С момента операции Анну я встречал только в больнице у койки юноши с Ганимеда или в амбулатории, где мы сменяли друг друга на дежурстве. У Анны свободного времени было мало: она подключилась к работе биологов. Кроме того, мы оба старались не оставаться наедине без официальных к тому поводов.
Петр с Ганимеда пришел в себя, но совершенно лишился памяти. Уставившись в потолок пустыми глазами, он целыми днями лежал неподвижно в своем боксе. Я боялся, что он навсегда останется слабоумным, но пока об этом молчал.
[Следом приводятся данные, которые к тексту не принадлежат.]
PR #941, opened 2017-03-15
use ES6 actually

tinovyatkin:
Refactor to use actual ES6 features permitted by node 7.x requirement

### DIFF
--- a/lib/request.js
+++ b/lib/request.js
@@ -84,7 +84,7 @@ module.exports = {
   get href() {
     // support: `GET http://example.com/foo`
     if (/^https?:\/\//i.test(this.originalUrl)) return this.originalUrl;
-    return `${this.origin}${this.originalUrl}`;
+    return this.origin + this.originalUrl;
   },
 
   /**
@@ -257,13 +257,13 @@ module.exports = {
    */
 
   get fresh() {
-    const { method, ctx: { status: s, response }, header } = this;
+    const { method, ctx: { status, response }, header } = this;
 
     // GET or HEAD for weak freshness validation only
-    if (!['GET', 'HEAD'].includes(method)) return false;
+    if ('GET' != method && 'HEAD' != method) return false;
 
     // 2xx or 304 as per rfc2616 14.26
-    if ((s >= 200 && s < 300) || 304 == s) {
+    if ((status >= 200 && status < 300) || 304 == status) {
       return fresh(header, response.header);
     }
 
--- a/lib/request.js
+++ b/lib/request.js
@@ -257,7 +257,8 @@ module.exports = {
    */
 
   get fresh() {
-    const { method, ctx: { status, response }, header } = this;
+    const { method, response, header, ctx } = this;
+    const { status } = ctx;
 
     // GET or HEAD for weak freshness validation only
     if ('GET' != method && 'HEAD' != method) return false;
--- a/lib/request.js
+++ b/lib/request.js
@@ -84,7 +84,7 @@ module.exports = {
   get href() {
     // support: `GET http://example.com/foo`
     if (/^https?:\/\//i.test(this.originalUrl)) return this.originalUrl;
-    return this.origin + this.originalUrl;
+    return `${this.origin}${this.originalUrl}`;
   },
 
   /**
@@ -225,7 +225,7 @@ module.exports = {
    */
 
   get host() {
-    const proxy = this.app.proxy;
+    const { proxy } = this.app;
     let host = proxy && this.get('X-Forwarded-Host');
     host = host || this.get('Host');
     if (!host) return '';
@@ -242,7 +242,7 @@ module.exports = {
    */
 
   get hostname() {
-    const host = this.host;
+    const { host } = this;
     if (!host) return '';
     return host.split(':')[0];
   },
@@ -257,15 +257,14 @@ module.exports = {
    */
 
   get fresh() {
-    const method = this.method;
-    const s = this.ctx.status;
+    const { method, ctx: { status: s, response }, header } = this;
 
     // GET or HEAD for weak freshness validation only
-    if ('GET' != method && 'HEAD' != method) return false;
+    if (!['GET', 'HEAD'].includes(method)) return false;
 
     // 2xx or 304 as per rfc2616 14.26
     if ((s >= 200 && s < 300) || 304 == s) {
-      return fresh(this.header, this.ctx.response.header);
+      return fresh(header, response.header);
     }
 
     return false;
@@ -292,8 +291,7 @@ module.exports = {
    */
 
   get idempotent() {
-    const methods = ['GET', 'HEAD', 'PUT', 'DELETE', 'OPTIONS', 'TRACE'];
-    return !!~methods.indexOf(this.method);
+    return ['GET', 'HEAD', 'PUT', 'DELETE', 'OPTIONS', 'TRACE'].includes(this.method);
   },
 
   /**
@@ -460,8 +458,8 @@ module.exports = {
    * @api public
    */
 
-  accepts() {
-    return this.accept.types.apply(this.accept, arguments);
+  accepts(...types) {
+    return this.accept.types(...types);
   },
 
   /**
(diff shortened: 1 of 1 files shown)


tj:
the rest LGTM

lib/request.js
```diff
@@ -257,15 +257,14 @@ module.exports = {
    */
 
   get fresh() {
-    const method = this.method;
-    const s = this.ctx.status;
+    const { method, ctx: { status: s, response }, header } = this;
 
     // GET or HEAD for weak freshness validation only
-    if ('GET' != method && 'HEAD' != method) return false;
+    if (!['GET', 'HEAD'].includes(method)) return false;
```
JacksonTian: -1

tinovyatkin: Why?

dotnil: creates new array I suppose?

tinovyatkin: And? It's will be whole native code, easily extensible in case of... Way more readable. Any benchmarks?

PlasmaPower: I don't appreciate the drop in readability here. Maybe switch it over if we add more methods.

lib/request.js
```diff
@@ -257,15 +257,14 @@ module.exports = {
    */
 
   get fresh() {
-    const method = this.method;
-    const s = this.ctx.status;
+    const { method, ctx: { status: s, response }, header } = this;
```
PlasmaPower: I'm :-1: on this type of change (also in get host and hostname). In my opinion it only decreases readability.

lib/request.js
```diff
@@ -84,7 +84,7 @@ module.exports = {
   get href() {
     // support: `GET http://example.com/foo`
     if (/^https?:\/\//i.test(this.originalUrl)) return this.originalUrl;
-    return this.origin + this.originalUrl;
+    return `${this.origin}${this.originalUrl}`;
```
PlasmaPower: I much prefer the original. Formatting strings are meant for when you have a variable as part of a larger surrounding string, not for concatenation.

lib/request.js
tinovyatkin: In original code yoy have 3 logical operators and must be sure in prorities of it. In refactored code yoy have one logical function. I can understand if you will call it 'I don't want to learn new Array methods', but 'drop of readability'?

lib/request.js
tinovyatkin: Destruction is not a very readable thing if you are doing Javascript for last 15 years. Nor Lisp is readable for me. But for somebody who is starting to develop or contribute to Koa in 2017 and agreed with node 7.6+ requirement, destruction is perfectly readable and acceptable... It's not about comfort level, that's native language features now.

lib/request.js
PlasmaPower: Knowing the array methods is not the problem. The name `includes` speaks for itself. However, at first glance, the first way conveys its meaning much better: "method is not GET and method is not HEAD", whereas the second one "GET and HEAD does not include method" takes a bit of consideration.

This is important when skimming through code while refactoring or adding a feature.

lib/request.js
PlasmaPower: Again, understanding what the syntax does is a much smaller part of it. The previous way clearly lines up variables assigned on the left and variables used on the right. Here, it's a lot more complicated, with renaming across multiple levels of destructuring. Sure, after taking a close look it becomes obvious what's assigned to what, but an initial glance might confuse a newly created variable with one destructured from `this`.

lib/request.js
tinovyatkin: Reverted this back.

lib/request.js
tinovyatkin: Removed destructions renaming (it was to keep original code below), and it looks pretty neat now

lib/request.js
tinovyatkin: Reverted to original code here.

lib/request.js
```diff
@@ -257,15 +257,14 @@ module.exports = {
    */
 
   get fresh() {
-    const method = this.method;
-    const s = this.ctx.status;
+    const { method, ctx: { status, response }, header } = this;
```
jonathanong: I'm not a big fan of crazy destructuring like this lol

lib/request.js
```diff
@@ -292,8 +291,7 @@ module.exports = {
    */
 
   get idempotent() {
-    const methods = ['GET', 'HEAD', 'PUT', 'DELETE', 'OPTIONS', 'TRACE'];
-    return !!~methods.indexOf(this.method);
+    return ['GET', 'HEAD', 'PUT', 'DELETE', 'OPTIONS', 'TRACE'].includes(this.method);
```
jonathanong: imo we should define this array somewhere else, like at the top as `IDEMPOTENT_METHODS`

lib/request.js
PlasmaPower: Do you like the smaller one-item destructuring vs assignment?

jonathanong: I guess I would write this as:

```js
const { method, ctx } = this
const { status, response } = ctx
```

or maybe just have one assignment per line:

```js
const {
  method: {
    ctx: {
      status,
      method
    }
  }
} = this
```

not a fan of complex single-line stuff

jonathanong: also, you can just access `this.response`

lib/request.js
tinovyatkin: It will drop readability, but improve (some ms) performance... How frequently this method is called?

lib/request.js
tinovyatkin: Guys, `crazy` destruction is something like
```js
({ [{ method: { [dynoprope]: aVarName } }] } = anobject);
```
This `just a destruction`, developers that coming now to Javascript will see other way to write code as a bug. Don't be so conservative creating Koa for Node 7.6!

lib/request.js
PlasmaPower: Why would it drop performance? I don't see it making any difference in that regard. Since it's a global it might actually allow *more* optimizations, IDK.

tinovyatkin: JIT will anyway compile creation of static array of literals into native code early, so, I don't think over-optimization will improve anything here...

tinovyatkin: @PlasmaPower I wrote that it will improve performance, but drop readability. Giving in account our conversation regarding importance of readability earlier, I'm afraid to do such changes in a small method of external API that doesn't affect Koa performance in any way. But I'm quite OK to move static arrays into constants if needed.

lib/request.js
tinovyatkin: Removed _crazy_ nested destruction, so, it's not look so scary 😄

lib/request.js
```diff
@@ -225,7 +225,7 @@ module.exports = {
    */
 
   get host() {
-    const proxy = this.app.proxy;
+    const { proxy } = this.app;
```
fengmk2: I still think `const proxy = this.app.proxy;` is better on there is only one property read from app.

lib/request.js
```diff
@@ -242,7 +242,7 @@ module.exports = {
    */
 
   get hostname() {
-    const host = this.host;
+    const { host } = this;
```
sdd: Having `const { host = '' } = this;` would remove the need for the line below it

fl0w: If top comment is enforced (preference `const proxy = this.app.proxy`) I would assume to find `const host = this.host` for both same reason as above and consistency throughout.

maticrivo: @sdd I'm guessing doing the `if (!host) return ''` is more performant then doing `return (this.host || '').split(':')[0];` but please do correct me if I'm wrong

robjtede: @maticrivo wrapping the `this.host || ''` in parens definitely reduces readability.

I'd be in favour of the de-structuring approach in both cases on this PR. Readability is maintained and consistency can be kept if another method required multiple property reads.

lib/request.js
iyuq: What about `return this.method == 'GET' || this.method == 'HEAD' || this.method == 'PUT' || this.method == 'DELETE' || this.method == 'OPTIONS' || this.method == 'TRACE';`

tinovyatkin: @iyuq You can even write something more, like `return /^[GHPDOT][ACEILNTPOUR]{1,5}[TDES]$/.test(this.method)`. Not sure if looks nicer hovewer...

PR #946, opened 2017-03-20
use Buffer.from instead

fundon:
See:

* https://nodejs.org/dist/latest-v6.x/docs/api/buffer.html
* https://nodejs.org/dist/latest-v7.x/docs/api/buffer.html


dead-horse:
LGTM

PR #950, opened 2017-03-27
+ expose the Application::handleRequest method to extend the context

snowyu:
Recently, I wanna use the zone.js to persist the session across async task execution.
See [zone-koa](https://github.com/snowyu/zone-koa.js).
But I have to extract the code snippet from koa project. It's ugly and hard to maintain.
I do not like this way. The better is that exposing the Application::handleRequest method 
to extend the context.


jonathanong:
@koajs thoughts?

iyuq:
I don't think this is necessary, if someone wants to override the handleRequest or use the handleRequest method, he can extends the Koa class and override the callback function to achieve that. There is no other usage of the expose of the handleRequest method.

snowyu:
@iyuq Yes, you can override the `callback` function and copy the most original code to the new `callback`.
But how to maintain these codes when the `callback` function changed in KOA? Copy again?

I DO NOT think copy and modified the original `callback` function source code in KOA is a correct way. 

Give a way If you think it is not necessary.

dead-horse:
I'm ok with this

jonathanong:
imo it doesn't hurt and it makes the code a little easier to understand.

PR #955, opened 2017-03-29
add option to force async functions, fixes #954

### LINKED ISSUE #954: Errors not caught when using "common" sync functions - consider forcing async
The docs currently state that [Koa supports "common" functions as well as the new async/await](https://github.com/koajs/koa#middleware). While this works with happy path code, it falls apart with error handling. Here's an example where my error doesn't get caught:

```js
const Koa = require('koa');
const app = new Koa();

app.use(({response}, next) => {
	try {
		return next();
	} catch (ex) {
		console.log('Gotcha', ex.stack);
		response.body = ex.stack;
	}
});
app.use((ctx, next) => {
	console.log('About to throw');
	throw new Error('Catch me if you can.');
});
```

Updating middleware to be all async/await fixes the issue:

```js
const Koa = require('koa');
const app = new Koa();

app.use(async ({response}, next) => {
	try {
		return await next();
	} catch (ex) {
		console.log('Gotcha', ex.stack);
		response.body = ex.stack;
	}
});
	console.log('About to throw');
	throw new Error('Catch me if you can.');
});
```

If there is no easy solution to this problem, then might I suggest that you advise all middleware to be async? The koa-composer is [wrapping all middleware with a Promise](https://github.com/koajs/compose/blob/master/index.js#L44) already (which is likely the reason why the "sync" error is not caught). Just a personal opinion, but I think it might simplify all things if you advise all middleware to be async/await (easier for newcomers, fewer issues, easier docs, etc).

fl0w:
Just in case Koa devs wants to go this direction.
Related to #954

### DIFF
--- a/lib/application.js
+++ b/lib/application.js
@@ -40,6 +40,7 @@ module.exports = class Application extends Emitter {
     super();
 
     this.proxy = false;
+    this.forceAsync = false;
     this.middleware = [];
     this.subdomainOffset = 2;
     this.env = process.env.NODE_ENV || 'development';
@@ -102,6 +103,9 @@ module.exports = class Application extends Emitter {
    */
 
   use(fn) {
+    if (this.forceAsync && fn.constructor.name !== 'AsyncFunction') {
+      throw new TypeError('middleware must be an AsyncFunction!');
+    }
     if (typeof fn !== 'function') throw new TypeError('middleware must be a function!');
     if (isGeneratorFunction(fn)) {
       deprecate('Support for generators will be removed in v3. ' +
--- a/test/application/use.js
+++ b/test/application/use.js
@@ -126,4 +126,16 @@ describe('app.use(fn)', () => {
 
     (() => app.use('not a function')).should.throw('middleware must be a function!');
   });
+
+  it('should only allow async function when forceAsync is true', () => {
+    const app = new Koa();
+    app.forceAsync = true;
+    (() => app.use(() => {})).should.throw();
+  });
+
+  it('should allow common and async function when forceAsync is false', () => {
+    const app = new Koa();
+    app.forceAsync = false;
+    [async () => {}, () => {}].forEach(v => (() => app.use(v)).should.not.throw());
+  });
 });


DesignByOnyx:
I wanted to leave a note here as this only covers half of the problem IMO. There is more detail in the original issue referenced in this PR - but in order to allow error handling with `try/catch`, all middleware must be asynchronous. If a single middleware is not async, then try/catch error handling breaks. Middleware can be asynchronous in one of two ways:

- middleware must be an 'AsyncFunction' (async/await)
- or middleware must return a Promise

jonathanong:
@koajs thoughts?

dead-horse:
look at the original issue #954, the reason of why common sync function can't catch the errors is because you **can't catch async error with try catch in common sync functions just like the old callback style**.

```js
app.use(({response}, next) => {
  try {
    return next();
  } catch (ex) {
    // you can't catch async error thrown by next in this common sync function
    console.log('Gotcha', ex.stack);
    response.body = ex.stack;
  }
});
app.use((ctx, next) => {
  console.log('About to throw');
  throw new Error('Catch me if you can.');
});
```

this is just like what we do with callback style: 

```js
try {
  fs.readFile(__filename, () => {
    throw new Error('oops');
  });
} catch (err) {
  // you can't catch async error by this try catch
}
```

force koa accepts async functions cannot fix this issue, because some other modules like `koa-router` is also use koa-compose and can use common sync function.

fl0w:
This doesn't fix anything really, we're still dealing with a user error.
If anything it's just a feature which is flirting with feature creep - and as far as I read it, has no real benefit to it.

lib/application.js
```diff
@@ -102,6 +103,9 @@ module.exports = class Application extends Emitter {
    */
 
   use(fn) {
+    if (this.forceAsync && fn.constructor.name !== 'AsyncFunction') {
+      throw new TypeError('middleware must be an AsyncFunction!');
+    }
```
nickb1080: If this does land, seems like this check should go after the following one (`if (typeof fn !== 'function') ...`) so that accidentally passing a non-function gives a more helpful error.

fl0w: I'll respectfully disagree. If `forceAsync` is true getting `must be an AsyncFunction` thrown seems pretty spot on no matter if you're passing a string or a regular function IMO.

Людей, которым, как мне, почти нечего было делать – при всем желании было трудно назвать работой мои непродолжительные и, по сути дела, никому не нужные дежурства, – на «Гее» оказалось немного. Это пилоты и люди искусства. Впрочем, что касается последних, то их безделие было иллюзорным, поскольку творческую работу невозможно регламентировать временем. Перед обедом, когда заполнялись лаборатории и рабочие кабинеты, в опустевшем парке или на прогулочной палубе можно было встретить кого-нибудь из музыкантов или видеопластиков, слонявшихся здесь, казалось, без всякой мысли и цели. Но я-то знал, что именно в это время в их головах шла напряженная работа. Только после обеда залы отдыха, центральный парк и палубы заполнялись людьми. Вокруг ученых обсуждавших результаты исследований, собирались группы слушателей, завязывались оживленные споры по поводу известий с Земли. Самые свежие из них устаревали на месяц, пока доходили до нас, но мы к этому привыкли. Я заметил, что среди обитателей «Геи» распространилась привычка носить в карманах камешки, подобранные на берегу ручья. Часто можно было видеть людей, которые беседовали, прохаживались или читали, и со скрываемым удовольствием крутили в пальцах маленький камешек – осколок земного гранита.